Any LEP individual who wishes to file a complaint with the MPD or Office of Police Conduct Review (OPCR) regarding language access or the discharge of Departmental duties, shall be provided with translated complaint forms in their primary language. Police personnel may obtain an electronic copy of the translated forms from MPD Net under “Forms”, or direct the LEP individual to the MPD public website where the forms can be found under “On-line Services – Translated Forms”.
 
a.       The assigned Internal Affairs or OPCR investigator shall use the contracted, in-person interpretation service, as outlined in this policy and the LEP Guide.
 
b.      Internal Affairs or OPCR shall provide written notice of the disposition of any LEP complaint in the complainant’s primary language. 
 
C.    Notifying the Public About Departmental Language Services (05/06/15)
 
1.      Signs shall be posted in the most commonly spoken languages at each police building with direct public access or lobby, stating that interpreters are available free of charge to LEP individuals, when using a contracted City vendor.
 
2.      Language Identification Cards and Notice of Free Interpretation Services shall be readily accessible to MPD employees working at public access points and in any MPD vehicle used for transporting individuals to or from an MPD office, facility or crime scene. 
 
3.      The commanding officers of all precincts and units with direct public access shall ensure that the signs are posted and visible to the general public. 
 
4.      Each MPD Division or Unit shall maintain and have available hard copies of translated public forms and documents for LEP individuals. These documents and forms along with available languages shall be listed on the MPD public website under Forms>Translated Forms. 
 
D.    Training – Language Assistance Policy and Interpreter Skills   (05/06/15)
 
1.      The MPD will provide periodic training to personnel about the Department’s LEP policies, including how to access departmentally authorized telephonic and in-person interpreters.
 
2.      The MPD shall conduct such training for new recruits and at in-service training and Roll Call for officers at least every two (2) years.
 
3.      Training shall initially be conducted within 180 days of the effective date of this Directive.
 
E.     Monitoring And Updating Language Assistance Efforts (05/06/15)
 
1.      LEP Coordinator: The Chief of Police will appoint an LEP Coordinator who is responsible for coordinating and implementing all aspects of the MPD’s LEP policy.
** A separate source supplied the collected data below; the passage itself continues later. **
PR #1319, opened 2023-07-22
Feat: progress handling for non working days ( sundays )

khalatevarun:
…nt on sundays

### DIFF
--- a/controllers/progresses.js
+++ b/controllers/progresses.js
@@ -48,6 +48,12 @@ const createProgress = async (req, res) => {
     body: { type },
   } = req;
   try {
+    const date = new Date();
+    if (date.getDay() === 0) {
+      return res.status(500).json({
+        message: "Progress document cannot be created on a Sunday",
+      });
+    }
     const data = await createProgressDocument({ ...req.body, userId: req.userData.id });
     return res.status(201).json({
       data,
--- a/utils/progresses.js
+++ b/utils/progresses.js
@@ -172,7 +172,10 @@ const getProgressRecords = async (query, queryParams) => {
   const currentDate = new Date(startDate);
   while (currentDate <= new Date(endDate)) {
     const date = currentDate.toISOString().slice(0, 10);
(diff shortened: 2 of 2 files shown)


controllers/progresses.js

The LEP Coordinator will serve as the contact person for MPD employees with questions about or issues related to providing language assistance to LEP individuals.
 
2.      Documents: 
 
a.       The LEP Coordinator shall be responsible for initially reviewing, identifying and classifying all MPD documents as vital or non-vital for each unit, then annually reviewing all new documents issued by the MPD to assess whether they should be considered vital documents and be translated.
 
i.        New and updated forms or documents shall be submitted electronically to the LEP Coordinator who will assign an MPD form number, maintain the electronic original and process the request to get the forms translated.
 
ii.      Updates to and creation of the forms shall be the responsibility of the Unit who primarily uses the forms
 
b.      All translated documents and forms shall be available electronically on the public MPD website.
 
c.       Divisions or Units with forms that have been identified as vital documents shall have paper copies of the translated forms available for the public. 
 
d.      The LEP Coordinator is responsible for working with contracted vendors to create additional access codes.
 
3.      Training: The LEP Coordinator will assist Leadership and Organizational Development with developing a lesson plan for training MPD employees on the LEP policy and how to access and use language assistance services.
 
4.      Collection of LEP Contact Data: The LEP Coordinator will be responsible for collecting information on the LEP individuals that have come in contact with the MPD. This data may be collected through the review of billing statements submitted by the contracted telephonic and in-person service providers. 
 
5.      Tracking and Analysis of LEP Data: The Chief or his/her designee shall be responsible for assessing demographic data to ensure that the MPD is providing meaningful access for LEP persons to the services and benefits that MPD provides in all MPD-conducted programs or activities. This assessment and consultation shall be conducted in coordination with the LEP Coordinator.
 
 
7-1002        COMMUNICATING WITH A DEAF OR HARD OF HEARING INDIVIDUALS (02/08/96) (12/05/08) (05/06/15)
(A)
It is the policy of the Minneapolis Police Department that American Sign Language interpreters will be provided to deaf or hard of hearing individuals who request them. Upon becoming aware that a person may be deaf or hard of hearing, MPD employees must inform the person that sign language interpreters are available at no cost and that it may take up to an hour for an interpreter to arrive. Employees should also ask the deaf or hard of hearing person what kind of interpreter or auxiliary aid he/she needs to communicate.
 
If a deaf or hard of hearing person suggests a mode of communication, MPD employees should try to accommodate the suggestion. Employees shall not require the deaf or hard of hearing person’s friend or family member to interpret on his/her behalf. 
 
If it is determined that an interpreter is needed, employees shall refer to the LEP Guide located on MPD Net under Manuals and Guides for specific contracted City vendors to request the interpreter service. If no immediate police action is required, employees may offer to schedule an interview or appointment to include an interpreter, for a later mutually agreeable date and time.
 
Before an interpreter arrives, employees should not take a suspect’s statement, give Miranda warnings or have any other conversation which may be used in a court of law. During exigent circumstances, an interpreter will be offered after the exigency ends.
 
Officers assigned to 911 response cars have the discretion to determine whether to stay with the deaf or hard of hearing person while waiting for an interpreter to arrive. If there is no immediate threat of danger and the person has requested an interpreter, officers should direct them to go the nearest precinct where the interview will take place upon arrival of the interpreter. Officers shall return to the precinct when the deaf or hard of hearing person and the interpreter are present. 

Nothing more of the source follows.